自身の「ドリーム・ガールズ・プロジェクト」について語る温井和佳奈さん(温井さん提供)【拡大】
温井さんがカンボジアで展開する事業は「ユヌス・ソーシャルビジネスと呼ぶにふさわしい」として、出資第1号の事業の一つに選ばれた。
温井さんらの事業は、11年2月にカンボジアで開かれた「女性のためのデザインコンテスト」から始まった。目覚ましい経済成長を遂げるカンボジアだが、貧富の格差は拡大しており、特に女性たちは職業的スキル(技能)を磨く機会に恵まれず、選べる職域が狭い。
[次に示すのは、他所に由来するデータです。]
PR #553, opened 2026-07-31
fix(harbor): refactor GetClient to return errors instead of panicking

### LINKED ISSUE #552: Refactor Ground Control's Harbor API client initialization to return errors instead of panicking
Description:
Is your feature request related to a problem? Please describe. Currently, when internal/groundcontrol/harbor/client.go initializes the Harbor client (GetClientByConfig and GetClient), it uses panic(err) if harbor.NewClientSet returns an error (for example, if the Harbor URL is invalid or malformed). Panicking inside a server component like Ground Control is a Go anti-pattern because it will crash the entire process upon misconfiguration, rather than gracefully propagating the error.

Describe the solution you'd like Refactor GetClientByConfig and GetClient to return (*v2client.HarborAPI, error) instead of panicking. All downstream callers (like those in robot.go, project.go, replication.go) should be updated to receive the error and propagate it up the stack using standard Go error handling.

Describe alternatives you've considered None. Crashing the server process on startup/client initialization due to a URL config is inherently unsafe.

Additional context I would be happy to submit a Pull Request to fix this issue!

shellyco-code:
Description:
Fixes #552 

What this PR does / why we need it: When internal/groundcontrol/harbor/client.go initializes the Harbor client (GetClientByConfig and GetClient), it previously used panic(err) if harbor.NewClientSet returned an error. This is a Go anti-pattern for server applications like Ground Control, as a simple client misconfiguration or invalid URL would cause the entire process to crash.

This PR refactors GetClientByConfig and GetClient to return (*v2client.HarborAPI, error) instead. All downstream callers (in robot.go, project.go, and replication.go) have been properly updated to capture the error and safely propagate it up the stack using standard error handling.

Which issue(s) this PR fixes: Fixes #(Replace with Issue Number)

Special notes for your reviewer: I used a module-level clientErr error to safely capture and return the error resulting from clientOnce.Do(). All callers were updated to check if err != nil and return the error gracefully.

<a href="https://cubic.dev/pr/container-registry/harbor-satellite/pull/553?utm_source=github" target="_blank" rel="noopener noreferrer" data-no-image-dialog="true"><picture><source media="(prefers-color-scheme: dark)" srcset="https://www.cubic.dev/buttons/review-in-cubic-dark.svg"><source media="(prefers-color-scheme: light)" srcset="https://www.cubic.dev/buttons/review-in-cubic-light.svg">Review in cubic</picture></a>

### DIFF
--- a/internal/groundcontrol/harbor/client.go
+++ b/internal/groundcontrol/harbor/client.go
@@ -10,11 +10,12 @@ import (
 
 var (
 	client     *v2client.HarborAPI
+	clientErr  error
 	clientOnce sync.Once
 )
 
 // Returns Harbor v2 client
-func GetClient() *v2client.HarborAPI {
+func GetClient() (*v2client.HarborAPI, error) {
 	clientOnce.Do(func() {
 		cfg := env.GC.Harbor
 		clientConfig := &harbor.ClientSetConfig{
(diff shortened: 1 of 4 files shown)


bupd:
would be good to have a discussion before creating this - Thanks

Issue #542, opened 2026-07-27
LFX Mentorship Term 3: Air-Gapped Peer-to-Peer OCI Image Distribution


bupd:
# LFX Mentorship Term 3 proposal

## Summary

Enable trusted Harbor Satellite instances on the same isolated network to share OCI images and artifacts directly. When a Satellite needs an artifact that is absent from its local registry, it should be able to obtain it from an eligible peer without Internet, Harbor, or Ground Control connectivity.

## Problem

Air-gapped deployments can bootstrap images from offline OCI layouts or packages, but this must be repeated for each Satellite. If one trusted Satellite already has a needed artifact, another Satellite cannot currently reuse that local copy. This increases the operational overhead, storage-media handling, and time needed to recover or expand an isolated edge site.

## Goals

- Add an opt-in peer-to-peer distribution mode for trusted Satellites on an isolated network.
- Support explicitly configured peer endpoints in the initial implementation, so the feature works without Ground Control or external discovery.
- Locate an eligible peer for a requested OCI artifact and copy its manifest and referenced blobs into the requesting Satellite's local registry.
- Preserve OCI digest verification and avoid publishing incomplete artifacts.
- Provide bounded retries, timeouts, concurrency controls, structured logs, and metrics for peer attempts and transferred bytes.
- Validate the feature with automated multi-Satellite, air-gapped integration tests and operator documentation.

## Proposed work

1. Produce an ADR/design covering the peer model, artifact lookup flow, trust boundary, integrity guarantees, retries, and headless-mode behavior.
2. Add validated configuration for feature enablement, trusted peer endpoints, timeouts, retry/backoff, and concurrency limits.
3. Implement peer eligibility and artifact-availability checks using OCI registry APIs.
4. Implement digest-verified peer-to-peer artifact transfer into the embedded local registry.
5. Add observability for successful transfers, misses, peer failures, and bytes transferred.
6. Add unit tests, an end-to-end multi-Satellite test environment, and user/operator documentation.

## Acceptance criteria

- With Internet and Ground Control unavailable, Satellite B can obtain a requested OCI image or artifact from configured Satellite A.
- The imported manifest and every referenced blob are verified by digest before the artifact is available locally.
- A missing or unreachable peer fails predictably, records useful diagnostics, and does not corrupt local registry state.
- The feature is disabled by default and existing replication/bootstrap flows remain unchanged.
[...]

PR #554, opened 2026-07-31
feat: add P2P configuration and validation for air-gapped peer replication

Norway-02:
*Related to #542*

### Summary

While looking into how Satellites handle missing artifacts in air-gapped deployments, I noticed a gap in the current replication flow. If a Satellite needs an image but has no Ground Control or internet access, it has no way to retrieve it - - even if another Satellite on the same local network already has the artifact.

This PR doesn't implement peer-to-peer transfers yet. Instead, it introduces the configuration model and architectural foundation needed to support Satellite-to-Satellite artifact sharing in follow-up changes.

### The problem

```text
Satellite A (has image)          Satellite B (needs image)
        |                                 |
        |                          [no Ground Control]
        |                          [no internet]
        |                                 |
        X -------- currently impossible --------> X
```

### What changed

**Configuration**

Added a new `P2PConfig` section to `AppConfig` along with validation.

The validation currently checks:
- Peer URLs are valid.
- Acquisition timeout is between 5 seconds and 5 minutes.
- Maximum concurrent transfers is between 1 and 20.

If `max_concurrent_transfers` isn't configured, it defaults to 5 with a warning, following the same pattern used by `validateRegistryFallbackConfig`.

Since Go's standard JSON unmarshalling doesn't parse duration strings like `"30s"` into `time.Duration`, I also added a custom `UnmarshalJSON` implementation for the configuration.

**Replication**

Introduced `PeerAwareReplicator`, which wraps the existing `Replicator` interface.

At this stage it simply delegates to the existing implementation, but it establishes a clean extension point for peer-aware routing without changing `BasicReplicator` or the current replication pipeline.

### Why split it this way?

I wanted to get the configuration model and abstraction boundary reviewed before introducing networking code.

The planned follow-up work builds on this foundation:
1. Peer discovery and availability checks.
2. OCI artifact transfer.
3. Fallback handling when peers cannot satisfy a request.

Keeping these pieces separate should make each review much smaller and easier to reason about.

### Backward compatibility

This change does not modify the existing replication behavior.

When `p2p.enabled` is false (the default), the replication path is unchanged.

### Files changed

- `pkg/config/config.go` - - `P2PConfig` and custom `UnmarshalJSON`
- `pkg/config/validate.go` - -  `validateP2PConfig`
- `pkg/config/getters.go` - - thread-safe getters (`GetP2PPeers` returns a copy)
- `pkg/config/modifiers.go` - - `SetP2PConfig`
- `internal/satellite/state/peer_replicator.go` - - `PeerAwareReplicator`
- `pkg/config/config_test.go` - - configuration and JSON parsing tests
- `internal/satellite/state/peer_replicator_test.go` - -  delegation and constructor tests

### Testing

Verified with:

`go build ./...`  
`go test ./...`  
`go test -race ./...`  

All completed successfully.

<a href="https://cubic.dev/pr/container-registry/harbor-satellite/pull/554?utm_source=github" target="_blank" rel="noopener noreferrer" data-no-image-dialog="true"><picture><source media="(prefers-color-scheme: dark)" srcset="https://www.cubic.dev/buttons/review-in-cubic-dark.svg"><source media="(prefers-color-scheme: light)" srcset="https://www.cubic.dev/buttons/review-in-cubic-light.svg">Review in cubic</picture></a>

### DIFF
--- a/internal/satellite/state/peer_replicator.go
+++ b/internal/satellite/state/peer_replicator.go
@@ -1,0 +1,53 @@
+package state
+
+import (
+	"context"
+
+	"github.com/container-registry/harbor-satellite/pkg/config"
+)
+
+// PeerAwareReplicator wraps an existing Replicator and attempts peer acquisition before fallback.
+// In this initial architectural milestone, it strictly delegates all entities to the fallback replicator.
+type PeerAwareReplicator struct {
+	p2pCfg   config.P2PConfig
+	fallback Replicator
+
+	localURL      string
+	localUsername string
+	localPassword string
+	useUnsecure   bool
+}
+
+// NewPeerAwareReplicator creates a new PeerAwareReplicator that delegates to the provided fallback.
+// Panics if the fallback replicator is nil.
+func NewPeerAwareReplicator(
+	cfg config.P2PConfig,
+	fallback Replicator,
+	localURL string,
+	localUsername string,
+	localPassword string,
+	useUnsecure bool,
+) *PeerAwareReplicator {
+	if fallback == nil {
+		panic("fallback replicator cannot be nil")
+	}
+
+	return &PeerAwareReplicator{
+		p2pCfg:        cfg,
+		fallback:      fallback,
+		localURL:      localURL,
+		localUsername: localUsername,
+		localPassword: localPassword,
+		useUnsecure:   useUnsecure,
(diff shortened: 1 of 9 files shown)


bupd:
invalid - created without discussion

温井さんの事業は、キャリアチャンスの少ないカンボジアで、デザインの才能を持つ女性たちを発掘し、プロとして育成するのが目的。11年に首都プノンペンで開かれた第1回コンテストには200人余りが応募し、入賞者の作品は手帳や壁時計などに商品化された。12年には第2回コンテストが開催され、同年秋には北西部の都市シエムレアプでも予選を開催。参加者は全国に広がり、延べ520人に増えた。3月には第3回が開かれる。
事業化に注力
コンテストに続いて温井さんらが手がけるのは、入賞作品を中心にしたデザインのライセンス販売事業。協力企業との間でライセンス契約を結び、化粧ポーチやパスケースなどの商品を開発し、製造・販売する。